The Greek world of Aristotle’s time was made up of small city-states, each with its own autonomous government. The city-state consisted of slaves, noncitizen manual laborers, children, women, aliens, and citizens. The citizens were adult males, most of whom had been born to citizen parents. The citizens governed the city, while the slaves, laborers, and women did all the work to provide the necessary food, shelter, and equipment. Because they were freed from the necessity of meeting day-to-day needs, citizens enjoyed a great deal of freedom and luxury. The leisure they enjoyed was highly valued and made possible one of the greatest periods of intellectual energy in human history. That this system was exploitative is hardly debatable, but it also produced an incredible array of philosophy, drama, art, and architecture. Aristotle’s students were young citizens whose tuition was meant to prepare them for a life of civic duty.

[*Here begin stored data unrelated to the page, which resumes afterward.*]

PR #868, opened 2022-12-06
NxTooltip RTL Tests - RSC-1227

rpokorny:
https://issues.sonatype.org/browse/RSC-1227

### DIFF
--- a/lib/src/components/NxTooltip/__tests__/NxTooltip.test.tsx
+++ b/lib/src/components/NxTooltip/__tests__/NxTooltip.test.tsx
@@ -4,113 +4,278 @@
  * the terms of the Eclipse Public License 2.0 which accompanies this
  * distribution and is available at https://www.eclipse.org/legal/epl-2.0/.
  */
+import { within, screen, waitFor } from '@testing-library/react';
+import userEvent from '@testing-library/user-event';
 import React from 'react';
-import { Tooltip } from '@material-ui/core';
+import { rtlRender } from '../../../__testutils__/rtlUtils';
 
-import { getMountedComponent, getShallowComponent } from '../../../__testutils__/enzymeUtils';
-import NxTooltip, { TooltipContext, Props } from '../NxTooltip';
-import { act } from 'react-dom/test-utils';
+import NxTooltip from '../NxTooltip';
 
 describe('NxTooltip', function() {
   const minimalProps = {
-        children: <div id="foo" />,
+        children: <div data-testid="foo" />,
         title: 'tip'
       },
-      getMounted = getMountedComponent(NxTooltip, minimalProps),
-      getShallow = getShallowComponent(NxTooltip, minimalProps),
-      getTooltip = (extraProps?: Partial<Props>) => getMounted(extraProps).children();
+      quickRender = rtlRender(NxTooltip, minimalProps);
 
   beforeEach(function() {
     jest.useFakeTimers();
   });
 
-  it('creates a TooltipContext.Provider that provides a value of true', function() {
-    expect(getShallow()).toMatchSelector(TooltipContext.Provider);
-    expect(getShallow()).toHaveProp('value', true);
+  // an element containing a11y description text to be added to the child in some tests
+  let descriptionEl: HTMLElement;
+
+  beforeEach(function() {
+    descriptionEl = document.createElement('div');
+    descriptionEl.id = 'descriptionId';
+    descriptionEl.textContent = 'Description Text';
+
+    document.body.append(descriptionEl);
   });
 
-  it('creates a MUI tooltip as the context providers child', function() {
-    expect(getTooltip()).toMatchSelector(Tooltip);
+  afterEach(function() {
+    descriptionEl.remove();
   });
 
-  it('passes through all props except placement to MUI Tooltip', function() {
-    const onOpen = () => {},
-        onClose = () => {},
-        component = getTooltip({ open: false, onOpen, onClose, placement: 'left' });
+  it('adds specified classes to an element within the tooltip and not to the child', async function() {
+    const user = userEvent.setup(),
+        view = quickRender({ className: 'foo' }),
+        defaultView = quickRender(),
+        child = view.getByTestId('foo'),
+        defaultChild = defaultView.getByTestId('foo');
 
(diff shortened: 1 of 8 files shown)


lib/src/components/NxTooltip/__tests__/NxTooltip.test.tsx
```diff
@@ -4,113 +4,278 @@
...
 
-    expect(component.children()).toHaveProp('title', title);
+    expect(tooltip).toBeInTheDocument();
+    expect(tooltip).toHaveTextContent('tip');
   });
 
-  it('passes "nx-tooltip" as the `tooltip` property on the `classes` prop of the Tooltip', function() {
-    expect(getTooltip().prop('classes').tooltip).toBe('nx-tooltip');
-  });
+  it('calls onOpen when the tooltip renders by hover but not due to the open prop', async function() {
```
EmilyBermudez88, line 73: When I tested the second quickRender function with different props (ie. `quickRender({ onOpen, className: 'foo', placement: 'bottom'})` ), and used `await user.hover(child)` for the second time, the test still came back as having `onOpen` being called one time. Perhaps the `open` prop set to `true` should be tested first to show `onOpen` wasn't called, and then use `quickRender({onOpen})` & `await user.hover(child)` to assert `onOpen` has indeed been called.

lib/src/components/NxTooltip/__tests__/NxTooltip.test.tsx
```diff
@@ -4,113 +4,278 @@
...
+      expect(screen.queryByRole('tooltip')).not.toBeInTheDocument();
+
+      await user.hover(child);
+
+      await expect(screen.findByRole('tooltip')).rejects.toBeTruthy();
+    });
+
+    it('does not affect the accessible name or description of the child', function() {
+      const children = <button aria-describedby="descriptionId">Foo</button>,
+          view = quickRender({ children }),
```
EmilyBermudez88, line 122:
```suggestion
          view = quickRender({ children, title: '' }),
```

lib/src/components/NxTooltip/__tests__/NxTooltip.test.tsx
```diff
@@ -4,113 +4,278 @@
...
+          await user.hover(button);
+          await waitFor(() => expect(button).toHaveAccessibleDescription('tiptip'));
+          expect(button).not.toHaveAttribute('title');
+        }
+    );
+
+    it('does not override the accessible description if it is already set',
+        async function() {
+          const user = userEvent.setup(),
+              childrenWithOwnDescription = <button aria-describedby="descriptionId">Foo</button>,
```
EmilyBermudez88, line 271: need the JSX title prop added here

lib/src/components/NxTooltip/__tests__/NxTooltip.test.tsx
rpokorny: ea70cf4a2

lib/src/components/NxTooltip/__tests__/NxTooltip.test.tsx
rpokorny: > If it's under the 'when title is JSX' describe, I think you need the JSX title prop added here

ea70cf4a2

lib/src/components/NxTooltip/__tests__/NxTooltip.test.tsx
EmilyBermudez88: >When I change the code as follows, it passes

Thanks for writing out a solution. I called `hover` and `waitFor`, but completely forgot to assign a variable to the second `quickRender` (just called `quickRender({ onOpen, placement: 'bottom'}), which of course caused things to fail. Thanks!

EmilyBermudez88 (approved):

lib/src/components/NxTooltip/__tests__/NxTooltip.test.tsx
```diff
@@ -4,113 +4,317 @@
...
+              viewWithOwnDescription = quickRender({ children: childrenWithOwnDescription }),
+              buttonWithOwnDescription = viewWithOwnDescription.getByRole('button');
+
+          await user.hover(buttonWithOwnDescription);
+          expect(buttonWithOwnDescription).toHaveAccessibleDescription('Description Text');
+          expect(buttonWithOwnDescription).not.toHaveAttribute('title');
+
+          // Ensure that nothing changes after waiting for tooltip to initialize
+          await expect(waitFor(() => expect(buttonWithOwnDescription).not.toHaveAccessibleDescription('Description Text')))
```
EmilyBermudez88, line 215: lintr error here with too many characters on line 215

lib/src/components/NxTooltip/__tests__/NxTooltip.test.tsx
```diff
@@ -117,13 +119,19 @@ describe('NxTooltip', function() {
...
+    it('does not affect the accessible name or description of the child', async function() {
       const children = <button aria-describedby="descriptionId">Foo</button>,
           view = quickRender({ title: '', children }),
           button = view.getByRole('button');
 
       expect(button).toHaveAccessibleName('Foo');
       expect(button).toHaveAccessibleDescription('Description Text');
+
+      // Ensure that nothing changes after waiting for tooltip to initialize
+      await expect(waitFor(() => expect(button).not.toHaveAccessibleName('Foo')))
```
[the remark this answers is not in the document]
rpokorny: > For clarification, why do we need the test here? If the title is an empty string, wouldn't the tooltip fail to render on the page?

The issue is that the tooltips initialize asynchronously, so any test that's trying to test that they _did not_ change something really needs to ensure not just that nothing changed immediately, but that nothing changed after waiting a bit for the tooltip to initialize as well.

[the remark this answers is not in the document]
EmilyBermudez88: > The issue is that the tooltips initialize asynchronously, so any test that's trying to test that they _did not_ change something really needs to ensure not just that nothing changed immediately, but that nothing changed after waiting a bit for the tooltip to initialize as well.

Makes sense for the situation here, thanks!

EmilyBermudez88 (approved):
Once the eslint errors are fixed, looks good!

There were few enough citizens that everyone in a given city would at least recognize, if not know, one another, and all citizens were expected to take part in public office. Unlike our modern system of representative democracy, where we simply elect officials to speak for us, all Greek citizens were expected to voice their own opinions in large deliberative and judicial assemblies. There was a strong bond of kinship created in citizenship, as the same people lived together, governed together, served in the army together, and enjoyed leisure time together.

The age of the city-state came to a close within Aristotle’s lifetime, however, due to the efforts of his most famous pupil, Alexander the Great. Alexander came to power in the northern kingdom of Macedonia and within a decade had established one of the largest empires the world has ever seen. When Alexander died, Greece once more became fragmented, but the fierce independence of the city-states was a thing of the past. Greek culture was on the decline, and within a few hundred years, it would be swallowed up by the burgeoning Roman Empire.